Ele revela que, nos casos de mortes na cidade relacionadas ao novo coronavírus, a Vigilância Epidemiológica de Pederneiras aciona o Centro de Atenção Psicossocial (CAPS) para tentar levar conforto aos familiares do paciente. “A gente faz um acompanhamento com psicólogo para tentar dar um apoio”, diz. “A gente tem que sofrer junto com essas famílias. Ou, pelo menos, ter a humanidade de reconhecer o sofrimento que está envolvido. Não é só a gente somar mais números na estatística de mortalidade”.
ATESTADO DE ÓBITO
O secretário explica que o mesmo protocolo deve ser adotado nas mortes suspeitas e confirmadas de Covid. Em relação à emissão do atestado de óbito, ele conta que existem algumas diferenças. Nos casos positivos, a doença é citada como causa da morte. Já nos casos suspeitos, a causa do óbito é relatada como Síndrome Respiratória Aguda Grave (SARS) e a Covid é descrita em um campo como “causas relacionadas”.
De acordo com Pereira, mesmo que exame descarte posteriormente o óbito pela doença, não é necessário retificar esse atestado de óbito ou refazer o documento. “O atestado de óbito é um documento médico. A pessoa vai levar esse documento no cartório para pegar a certidão de óbito. E, na certidão, só aparece a causa base”, esclarece.
Desabafo de uma filha
Na semana passada, Simone Rezende, 42 anos, moradora de Pederneiras, perdeu o pai, Geraldo Tomaz de Rezende, de 78 anos. O idoso tinha uma patologia pulmonar, mas, como o quadro de saúde dele se agravou de forma rápida, o médico que fazia seu acompanhamento suspeitou de Covid e requisitou exames. Diante da suspeita, a família não pôde fazer o velório, situação que levou Simone a expôr seu drama na Internet. Em um vídeo postado no Facebook, ela contou que um irmão chegou a ver o corpo do seu pai no necrotério do hospital, mas, quando a funerária foi buscar, ele estava dentro de um saco, com identificação de Covid. Ontem, em entrevista ao JC, ela disse que faltou uma melhor comunicação por parte da unidade.
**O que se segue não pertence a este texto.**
PR #12761, opened 2026-07-29
Fixes stack runtimes

Nihisohel:
# About the pull request

oops

glitchtip stop yelling at me

hitting the stack with a non-stack item no longer runtimes it now

# Changelog
:cl:
fix: Fixes a runtime related to attempting to stack a non-stackable item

“O problema que eu acho, na maior parte, é a desinformação. O que mais doeu para minha família foi que falaram uma coisa e, depois, a gente ficou sabendo pela funerária que não poderia fazer (o velório). Gerou um conflito aí. Eu acho que, da forma que está sendo levado esse protocolo dentro dos hospitais, a forma como está sendo levada toda essa pandemia, para as famílias, é duro”, desabafa. “O meu pai não volta. Mas a intenção é que outras famílias não passem pela mesma coisa”.
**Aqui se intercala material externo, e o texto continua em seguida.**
PR #12781, opened 2026-07-30
Acid hole direction handling

JackieEstegado:
# About the pull request

Made acid holes have their direction properly set no matter how the mapper decided to varedit them.
At first I thought about just fixing each instance by hand and leaving a couple Crash() lines to make sure mappers dont make the mistakes again, but I rather went with this approach.

Originally the hole's direction was intended to be set by the acided_hole_dir variable on the wall. However mappers didnt use this (probably because it didnt cause the hole to change direction in the map editor).
Expanded it so that if either the acided_hole_dir, dir or icon_state is varedited to anything other than default (which is vertical) then it will set the hole up as being horizontal. 
Hopefully mappers dont invent any more new and exciting ways to try to set the direction.

Also removed two instances of invalid hole placements (which got deleted anyways after init).

Vertical holes in vertical walls bad

Checked one of each varedit variant on each map (nightmares not included) and crawled through them as a drone.
Also melted a horizontal and vertical hole for myself as a boiler, which also worked properly.

<details>
<summary>Before</summary>
image
</details>
<details>
<summary>After</summary>
Screenshot_20260730_130031
</details>

# Changelog
:cl:
fix: Fixed some acid holes on maps having the wrong orientation.
/:cl:

### DIFF
--- a/code/game/objects/effects/acid_hole.dm
+++ b/code/game/objects/effects/acid_hole.dm
@@ -16,10 +16,10 @@
 		holed_wall = acided_wall
 		holed_wall.opacity = FALSE
 		// Original intended way for mappers to set the direction was to set wall.acided_hole_dir, but mappers didnt know that, so we will just handle all ways they could have set it.
-		// Since holes can only have two states (vertical/horizontal) we assume no varedits to be vertical and any edits horizontal.
+		// Since holes can only have two states (vertical/horizontal), default is vertical.
 		if(icon_state != initial(icon_state)) // Mapper varedited icon_state to horizontal, so we update code to reflect it.
 			holed_wall.acided_hole_dir = EAST
-		if(dir != EAST) // Mapper didnt varedit dir, so we will use acided_hole_dir. If he did thats fine that will work.
+		if(dir != EAST && dir != WEST) // Mapper didnt varedit dir to horizontal, so we will use acided_hole_dir.
 			setDir(acided_wall.acided_hole_dir)
 
 /obj/effect/acid_hole/Destroy()
--- a/code/game/objects/effects/acid_hole.dm
+++ b/code/game/objects/effects/acid_hole.dm
@@ -16,8 +16,8 @@
 		holed_wall = W
 		holed_wall.opacity = FALSE
 		// Original intended way for mappers to set the direction was to set wall.acided_hole_dir, but mappers didnt know that, so we will just handle all ways they could have set it.
-		// Since holes can only have two states (S-N, E-W) we assume no varedits to be S-N and any edits W-E.
-		if(icon_state != initial(icon_state)) // Mapper varedited icon_state to east/west, so we update code to reflect it.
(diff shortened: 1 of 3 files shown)


boskoramen (dismissed):
code approved, pending mapper approval

code/game/objects/effects/acid_hole.dm
```diff
@@ -15,7 +15,12 @@
 		W.acided_hole = src
 		holed_wall = W
 		holed_wall.opacity = FALSE
-		setDir(W.acided_hole_dir)
+		// Original intended way for mappers to set the direction was to set wall.acided_hole_dir, but mappers didnt know that, so we will just handle all ways they could have set it.
+		// Since holes can only have two states (vertical/horizontal) we assume no varedits to be vertical and any edits horizontal.
+		if(icon_state != initial(icon_state)) // Mapper varedited icon_state to horizontal, so we update code to reflect it.
+			holed_wall.acided_hole_dir = EAST
+		if(dir != EAST) // Mapper didnt varedit dir, so we will use acided_hole_dir. If he did thats fine that will work.
+			setDir(W.acided_hole_dir)
```
boskoramen: 1 letter var

boskoramen (changes requested):

boskoramen:
Marking as stale exempt til I or someone else reviews.

There is a potential issue I noticed in the code after glancing diff again, need to dedicate some time to test and articulate issue (if it exists).

code/game/objects/effects/acid_hole.dm
```diff
@@ -11,11 +11,16 @@
...
+		var/turf/closed/wall/acided_wall = loc
+		acided_wall.acided_hole = src
+		holed_wall = acided_wall
 		holed_wall.opacity = FALSE
-		setDir(W.acided_hole_dir)
+		// Original intended way for mappers to set the direction was to set wall.acided_hole_dir, but mappers didnt know that, so we will just handle all ways they could have set it.
+		// Since holes can only have two states (vertical/horizontal) we assume no varedits to be vertical and any edits horizontal.
+		if(icon_state != initial(icon_state)) // Mapper varedited icon_state to horizontal, so we update code to reflect it.
+			holed_wall.acided_hole_dir = EAST
+		if(dir != EAST) // Mapper didnt varedit dir, so we will use acided_hole_dir. If he did thats fine that will work.
```
boskoramen: Why are we checking for the EAST direction specifically here? Would mappers (for some reason) ever set dir to WEST via varedit?

boskoramen (changes requested):

code/game/objects/effects/acid_hole.dm
JackieEstegado: Handling for west added. No need for handling north as by default it should work correctly. And it may be hopeful but I trust mappers not to set diagonal directions.

boskoramen (approved):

Em nota, a Santa Casa de Pederneiras, onde o paciente estava internado, informou que prestou aos familiares dele “total atenção e esclarecimento” acerca das circunstâncias que envolveu a morte e a suspeita de Covid, com informações sobre providências e protocolos a serem adotados. “Nos sensibilizamos e comungamos com a dor decorrente da perda sentida pela família deste paciente”, declarou.